Conclusion and Discussion

Analysis of lidar measurements from the summer 2017 ASCENDS/ABoVE airborne science campaign show the capability to measure XCO2 enhancements through dense smoke plumes from wildfires in British Columbia, Canada. On the overpass of Vancouver Island on August 8, the retrievals from the lidar measurements showed an average 4 ppm enhancement in XCO2 beneath the aircraft. A spiral maneuver made after the smoke plume showed the XCO2 measurements had small bias and high precision, and a high spatial resolution (∼200‐m). The modeled enhancements from the Goddard PCTM which uses the GFED fire emission database were about 1 ppm near Vancouver Island. The result suggests that the CO2 emissions from GFED for the BC wildfires were underestimated by a factor of two or more for that day.

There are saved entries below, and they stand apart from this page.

PR #4455, opened 2026-08-23
kinematics: let a module report where the tool points

grandixximo:
A kinematics module reports the controlled point and nothing about which way the tool faces, so everything that needs the tool frame rebuilds the machine geometry for itself. For `xyzacb-trsrn` the same chain is written three times: closed-form in `xyzacb_trsrn.comp`, as homogeneous matrices in the config's `remap_funcs_twp.py`, and as signed `HalRotate` calls in the vismach model. The only thing keeping them in step is a comment in the Python saying its matrices "must be the same as the ones used to derive the kinematic model".

This adds an optional entry point a module can answer with instead, and a chapter saying what it answers in.

```c
int kinematicsToolFrame(const double *joint,
                        PmRotationMatrix *rot,
                        const KINEMATICS_FORWARD_FLAGS *fflags);
```

The columns are the tool frame axes in world coordinates. Its origin is the controlled point `kinematicsForward()` already gives, so the pair is the whole tool pose.

**Nothing is obliged to change.** `switchkinsSetup()` and `switchkinsRegister()` keep their signatures; a type opts in through a separate call. Nothing in motion calls the entry point, so no module has to define it, and an out-of-tree module need not know it exists. Modules built on `switchkins.c` export it and return -1 for a type that has not supplied one.

**The two conventions.** The tree already contains both senses, and they come from two standards rather than from carelessness. ISO 9787 clause 5.3 puts a robot's flange z pointing perpendicularly away from the mechanical interface, and `pumakins` follows it, reaching the tool tip by adding `PUMA_D6` along its third column. Machine tool practice puts z along the spindle, positive away from the work, which is what `G68.2` commands. The chapter settles on the machine tool sense for what a module reports, and a module whose own maths is in the other one declares the rotation relating them rather than fixing it up by hand.

That matters because it is not a change of sign. Negating the third column gives determinant -1, a reflection, and loses tool x as well. The declared rotation is checked once at registration for orthonormality and determinant +1, so a bad declaration fails at load rather than producing a quietly wrong frame.

Supplied for `trivkins`, the identity switchkins types, `xyzac-trt-kins`, `xyzbc-trt-kins`, both `trsrn` nutating modules, and `pumakins`.

**Verification.** `tests/kins-frames` loads a realtime component next to each module and checks the frames it reports where they run, through the entry points motion uses. The work frame is checked against the module's own forward kinematics: a row of it is how the reported position responds to one machine axis, by central difference. The tool frame has no such tie on a machine that carries the work, since the forward reports the rotary joint values, so it is checked for being a rotation, for a declared-fixed spindle never moving, and for turning about the machine's z with the joint that carries the head. Every switchkins type, and the nutating geometry set rather than left at the default of zero, which would leave the head square with the machine and the interesting cases untested.

Verified by mutation rather than by passing. Failed checks: reversing the head composition order in a trsrn module 300, a flipped sign in its work frame 150, one in the xyzac work frame 18, declaring the wrong spindle convention there 25, a flipped sign in the puma flange 72. The tree as it stands fails none. `tests/tool-frame` covers the shared helpers on machines written for the test.

One fix rides along, in its own commit. Both trsrn components build their pins on the first `kinematicsType()` call and test an `is_setup` flag nothing ever sets, so a second call reassigns `haldata` and then fails to create the pins it points at, leaving the module reading through null references. Motion asks twice when `num_extrajoints > 0`, so that combination cannot be running today. The setup moves to `EXTRA_SETUP()`, which halcompile calls once before the component is ready, as `homecomp` already does; the pins then exist from load and `kinematicsType()` only answers. The test is the second caller, which is how it turned up.

The `pumakins` refactor lifts its rotation out of the forward kinematics into one function rather than writing it twice. The moved block is byte-identical.

**What is not covered:** nothing calls the entry point outside these tests, so there is no end-to-end path through the interpreter to exercise. A non-realtime caller is the next piece of this work and is what would close it.

Part of the multiaxis kinematics work in #4374, item 3. Replaces #4454, which was the chapter on its own; that could not merge alone without documenting an API the tree did not have.


Sigma1912:
Note that the tool orientation in world coordinates is sufficient for machines with tool side rotation only because the work coordinate cannot rotate away from world orientation.
On machines with mixed rotation (ie tool AND work) the work can have a different orientation than world and so can the tool.
This is why vismach needs to 'capture' both work side and tool side.

For and example config with mixed roations see:
https://github.com/Sigma1912/LinuxCNC_Demo_Configs/tree/main/5axis-twp/spindle-nutating_table-rotary

Sigma1912:
Actually there is a vtk-vismach sim in the repo above that calculates the work->tool transformation matrix from tracker objects (one for work->world and one for world->tool) embedded in the model. Work, world and tool transformations is also what is used for the 'Tracking' feature:

dmu

grandixximo:
You are right, and I was handing over the wrong thing. Pushed the split.

A renderer cannot use the product. Vismach places the work in one place and the tool in another, both against the machine, and the two halves cannot be recovered from work to tool. Composing is a multiply, decomposing is impossible, so the halves are what the module owes the caller.

Now two entry points, `kinematicsWorkFrame` and `kinematicsToolFrame`, each giving that frame's axes in machine coordinates, plus a helper for `transpose(work) * tool` where a tilted work plane wants the product. Turn only the tool and the work frame is the identity, and the other way round; a table-rotary head-rotary mill gives a real pair.

It cost nothing, which is what tells me you were right: the trsrn modules were already building the table rotation and the head rotation separately and multiplying them on the last line, so I was discarding a half I already had. Checked that the composition reproduces the previous answer to 2e-16 on both machines across all rotary combinations.

One terminology note, since it may read oddly otherwise: in the chapter "world" means the workpiece frame, not the machine, so the single rotation I had was already work to tool with the table in it. The gap was reporting the product rather than the pair.

Sigma1912:
While you are already burning along, would it be possible to also somehow provide a function that hands back the possible combinations of rotary angles for a given tool vector?

Something that holds the functions derived in the 'Calculating the spindle rotary joint positions for a given tool-orientation vector' section towards the end of this doc:
/home/dave/git/LinuxCNC_Demo_Configs/5axis-twp/table-nutating-rotary/ xyzbc-tnr-docs/XYZBC-TNR.html

[edit]
If the interpreter could pass the requested tool orientation vectors (X and Z) to the kinematics module and the module would hand back all pairs (primary angle/secondary angle) that make the tool orientation fit the one requested then the interpreter could find the pair most suitable according to whatever mode a user wants (eg fastest, only positive or negative rotations). Once this can be handled then we would  have the basic mechanism required to process gcode in vector format. The same gcode could run on any machine regardless of kinematics as long as the requested tool orientation can be reached.

Sigma1912:
> One terminology note, since it may read oddly otherwise: in the chapter "world" means the workpiece frame, not the machine

Is there a particular reason for calling the coordinate system for the work piece 'world'? 
It seems counterintuitive to call the system where the work offsets live 'world'. 'world' to me means just that, the world where we and the machine are while tools and work pieces may be rotated with reference to the world.
In 5axis machining it seems to be either 'tool/machine/work' or 'spindle/frame/table'.  
Looking at this explanation about robots gives 'tool' for the hand, 'world' for the base and 'user' for the work piece:
https://www.solisplc.com/tutorials/robot-coordinate-frames-and-points

grandixximo:
You are right about "world", and I have changed the chapter. It now says machine, work and tool, with one line noting that the interface calls the work frame `world` in `struct EmcPose *world` and that the name stays in the code. Your reason is the deciding one: on a table rotary machine the frame the forward reports in is bolted to the workpiece, so calling it the world says the opposite of what it is. The chapter got a general tidy while I was in there, shorter preamble and the rules collected into a "Writing a Module" section.

The angle pairs are in, as the last commit.

`kinematicsToolFrameInverse()` reports every set of joint values that reaches a requested orientation and nothing else: no joint limits, no ranking. Those are yours, for the reason you gave. It also removes a bug class; the copy of `kins_calc_primary` I ported last week checks the primary angle against the secondary joint's limits, which is what happens when the same trigonometry is written out once per machine and once per pair of rotary letters.

A module supplies nothing. The generic implementation searches using the two frame functions, so anything that reports its frames gets the inverse free. Where a closed form is worth having there is `switchkinsRegisterToolFrameInverse()`. I checked the search against your `cos(secondary) = (Kzz - Cv^2)/(1 - Cv^2)` and it agrees on both roots to 1e-15.

Three things your framing does not cover yet:

Tool X has to be optional, not implied. Two rotaries cannot pin down the spin about the tool, so on a five axis machine it is left out, and that is the normal case. On a machine with three orientation joints a bare tool axis has a curve of solutions and only adding tool X makes the answer a list.

"All pairs" is sometimes the wrong shape. Point the tool along the axis the primary turns about and the primary is free. In that case I report one point of the family, the one nearest where the machine is, with the number of free directions alongside. Handing back samples of a curve as alternatives would tell the operator something false.

The vertical singularity needs no special case. Your code returns `[0]` there. The rank of the Jacobian at the solution reports it on any machine, without the module knowing anything about that machine.

Tested against a table rotary machine, a nutating head, and one with both, including a module written in radians, since the interface never says the unit.

What it does not have is a caller. Nothing in the interpreter can reach the kinematics: no file under `src/emc/rs274ngc`, `src/emc/task` or `src/emc/usr_intf` references `kinematicsForward`, only motion does. That is the next piece, and it is what vector format G-code needs too.

Sigma1912:
> Tool X has to be optional, not implied. Two rotaries cannot pin down the spin about the tool, so on a five axis machine it is left out, and that is the normal case. 

On a 5axis machine this is done using a virtual frame that rotates around the tool-Z axis (or the spindle rotation). Without this it is not possible to set the orientation of the tool XY coordinates. 
In trivial kinematics this frame is the equivalent of the R offset (ie the rotation around the Z axis)

[edit]
Rereading this makes me think that I might be misinterpreting 'optional'. Could you explain what you mean by 'Tool X has to be optional, not implied.'?

grandixximo:
Poor wording on my part. I meant the argument, not the quantity: `x_in_work` may be NULL. Tool X itself is always set, and on a five axis machine it is set the way you describe, by the virtual rotation about the tool axis.

You made me look at what happens when a caller asks for both on a five axis machine, and the answer was "no solutions", which is wrong. Fixed and pushed.

It now comes back in two parts. Where the joints can place tool X, on a machine with a third orientation joint, they do and the reported turn is zero. Where they cannot, the joints reach the axis and the reported turn is the virtual rotation that finishes the job. One code path either way, and whether the machine solves tool X with a joint or with a frame is a number that happens to be zero rather than a branch.

That is what the controls do, which is the argument for it rather than my preference. Heidenhain `PLANE VECTOR` carries the normal and the base vector together, the normal reached by the rotaries and the base vector applied as a coordinate rotation, with `SEQ` picking between the rotary solutions. Fanuc `G68.2` defines where the plane's X points and `G53.1` aligns the tool axis. Siemens has `THETA` for the turn of the tool about itself, and only where a third rotary axis exists. None of them refuses a program for naming both directions on a five axis machine.

BsAtHome:
Is this ready and tested?

grandixximo:
Tested, and I have just added the test that was missing.

The frame cases so far ran machines written for the test. The frame functions a real machine uses were compiled and nothing more, which left the hand-written matrix entries per module unexercised, and those are where a sign or a transposed pair hides. They now run, checked against the forward kinematics of the same module rather than against a matrix copied out of it: column j of the work frame is how work coordinate j responds to the machine axes, measured by central difference, and the tool axis in the work frame is the direction the tool travels when the machine's Z advances. xyzac and xyzbc, both `conventional-directions` settings, five poses each. Verified by mutation: one flipped sign in either work frame fails the run.

Two things to flag, since they are yours to veto rather than mine to decide.

It reaches the module's statics by including `trtfuncs.c` into the test, which is close to unprecedented here, and it fills `haldata` by casting its own storage to `hal_real_t`, which leans on a ref being a pointer to the mapped union. That is representation you are in the middle of changing, and if it moves this test breaks looking like a kinematics fault. `hal_param_new_fake()` would be the sanctioned route but wants a live component. Say the word and I will drop the commit; the rest of the suite does not depend on it.

Not covered: the two trsrn modules are generated comps and pumakins declares its own `haldata`, so neither fits that translation unit. pumakins shares one helper between its forward and its tool frame, so those two cannot drift apart.

The other gap is not testable yet. Nothing calls the kinematics outside motion, so there is no end-to-end path to exercise; that is what the loader in #4374 is for.

BsAtHome:
> It reaches the module's statics by including `trtfuncs.c` into the test, which is close to unprecedented here, and it fills `haldata` by casting its own storage to `hal_real_t`, which leans on a ref being a pointer to the mapped union. That is representation you are in the middle of changing, and if it moves this test breaks looking like a kinematics fault. `hal_param_new_fake()` would be the sanctioned route but wants a live component. Say the word and I will drop the commit; the rest of the suite does not depend on it.

That is a real problem how it was done and may not work properly (in the future).

You are including trtfuncts.c (not nice, but well,...). Why are you not just creating a non-RT component and call `trtKinematicsSetup()`? Then you will have access to the `haldata` structure and can simply do `hal_set_real(haldata->x_rot_point)`, etc..

```c
int comp_id = -1;
int main(void)
{
    if((comp_id = hal_init("bla")) < 0) {
        error(...);
        goto doquit;
    }
    kparms kp[...] =  {... };
    if(0 != trtKinematicsSetup(comp_id, "xyz...", kp)) {
        error(...);
        goto doquit;
    }
...
// now you can use
    hal_set_real(haldata->x_rot_point, 123,456);
    // etc.
// your test
...
doquit:
    hal_exit(comp_id);
    return 0;
}
```

> Not covered: the two trsrn modules are generated comps and pumakins declares its own `haldata`, so neither fits that translation unit. pumakins shares one helper between its forward and its tool frame, so those two cannot drift apart.

You can also do this much more conveniently and much more flexible if you stop including cross-boundary sources. The above hack is a one-way street.
Just create a RT environment and load the component-under-test via a .hal-file. Then also load your test-program as a component and (ab)use the `rtapi_app_main()` to extract the hooks and pins you need. Then you run your test in `rtapi_app_main()` and can hack it in any way. The advantage is that this is done in-situ as these kinematics components normally are used.
```
loadrt kinematics-module
loadrt mytester
```
If the second load fails (because you returned non-zero from you rtapi_app_main()), then you know it went bad...

BTW, you can simply use `dlopen(NULL, RTLD_GLOBAL)`. That handle can then be used in `dlsym()` for any symbol in the current map.

grandixximo:
@BsAtHome took your second suggestion, thank you. A realtime component loaded after the module under test, reaching it through the exported entry points, with a failed check failing the load. No cross-boundary include, no faked HAL storage. Coverage went from two modules to five, the generated trsrn comps and pumakins being what the include trick could not reach.

Two fixes came out of it.

Both trsrn components build their pins on the first `kinematicsType()` call and test an `is_setup` flag nothing ever sets, so a second call reassigns `haldata` and then fails to create the pins it points at, leaving the module reading through null references. Motion asks twice when `num_extrajoints > 0`, so that combination cannot be running today. Moved to `EXTRA_SETUP()`, in its own commit.

And my tool-frame check was wrong for a nutating head: it assumed the tool axis is where machine Z drives, which holds only for a fixed spindle. There is no tie from the tool frame to the forward kinematics on these machines, since the forward reports the rotary joint values and the tool length offset moves the reported origin as well as the tip. It now checks that the frame is a rotation, that a declared-fixed spindle never moves, and that the joint carrying the head turns the reported frame about the machine's z and nothing else, which is what catches a reversed composition order.

Verified by mutation, in failed checks: reversed head composition 300, trsrn work frame sign 150, xyzac work frame sign 18, wrong spindle convention declared there 25, puma flange sign 72, clean tree 0.

tests/kins-frames/test.sh
```diff
@@ -0,0 +1,53 @@
+#!/bin/bash
+set -e
+
+${SUDO} halcompile --install framecheck.c >/dev/null
+
+# One hal file per module: they all define the same entry points, so
```
BsAtHome, line 6: Sudo should not be necessary. You should be able to create a local component without installing it. I think you need to look in the tests tree to find a component test (if it isn't there, then my memory is playing tricks).

tests/kins-frames/test.sh
```diff
@@ -0,0 +1,53 @@
...
+    local hal
+    hal=$(mktemp --suffix=.hal)
+    { printf 'loadrt %s\n' "$1"
+      printf '%s\n' "$2"
+      printf 'loadrt framecheck %s\n' "$3"
+    } > "$hal"
+    echo "=== $1"
+    halrun -f "$hal"
+    rm -f "$hal"
+}
```
BsAtHome, line 18: Wouldn't you need a full `halrun -U` unload after a test to start with a clean slate?

tests/kins-frames/test.sh
grandixximo: Half right. The tests tree does have locally built component tests, but they only compile: tests/halcompile/{extralib,relative-header,userspace,serial-out-of-tree} run `halcompile --compile` and never loadrt. Loading one is not possible. `do_load_cmd` rejects any module name containing a slash and builds the path from `EMC2_RTLIB_DIR`, so an RT module has to be installed there, and every test that loads a locally built RT component uses `--install`.

Sudo is unnecessary here for a different reason. The skip file already excludes `SYSTEM_BUILD`, the only case where the install writes outside the build tree, and in a run-in-place tree `SUDO` is empty and the module lands in the tree's own rtlib. tests/halcompile/userspace-count-names does exactly that: `${SUDO} halcompile --install` with no control file. Dropped the control file and kept `${SUDO}`; the test now runs under `runtests -u` as well.

tests/kins-frames/test.sh
grandixximo: `halrun -f` already does it. It ends with `halcmd stop`, `halcmd unload all` and `realtime stop` on every path, including a load that fails: with a framecheck load rigged to fail, halrun returns 1 and realtime is stopped afterwards. runtests also refuses to start while any shared memory segment is allocated. So each of the five module runs starts from a clean slate without an extra unload.

grandixximo:
@Sigma1912, three commits went on this branch from putting the two trsrn components next to your remap_funcs_twp.py. I wrote a test for it, tests/kins-twp on the multiaxis branch: a small realtime component answers frame and inverse requests over HAL pins, and a python driver imports each config's remap_funcs_twp.py against a stub ini and compares.

What it found, and what changed:

1. The tool frame the components report is Rp*Rs from the joints, without pre-rot. The python matrix is Rp*Rs*Rtc. They agree to 1e-9 at zero virtual rotation over 72 poses per machine, and differ by exactly Rz(pre-rot) otherwise. The header claimed the frame includes the virtual rotation; the components were right and the header wrong. Heidenhain's COORD ROT, Fanuc's G68.2 feature coordinate system and Siemens' swivel all keep that turn as a rotation of the coordinate system, not of the machine, and reporting the joints alone keeps the inverse's spin absolute, the value the remap puts on the pin. So the header and the chapter now say the frame is the joints' alone. No code changed for this.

The results show that future airborne campaigns and spaceborne missions with this capability should improve modeling of CO2 emissions from wildfires. This will benefit atmospheric transport process studies, carbon data assimilation, and global and regional carbon flux estimates. Along with the expected increase in the net contribution of forest fires to global carbon emissions, improved capabilities to constrain wildfire emissions is greatly needed.